*Material supplied*:
PR #13, opened 2017-11-06
Port from Source1 addressing the following issue: Fixed account chara…

drk84:
…cter creation not creating beards.

See:
https://github.com/Sphereserver/Source/commit/78c9a30b7c1a7fbd7726db8a247369148e8619f1#diff-824b80dc08bda51376a5a5aad994302f


cbnolok:
Closing because the bug was related to the character creation packet itself, which will be fixed in a new commit (which will also include part of your pull request).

*Problem details*:
Print, exactly and only, the lines running from the one with "not creating beards." to the end of the data above.

*Solution for this task*:
…cter creation not creating beards.

See:
https://github.com/Sphereserver/Source/commit/78c9a30b7c1a7fbd7726db8a247369148e8619f1#diff-824b80dc08bda51376a5a5aad994302f


cbnolok:
Closing because the bug was related to the character creation packet itself, which will be fixed in a new commit (which will also include part of your pull request).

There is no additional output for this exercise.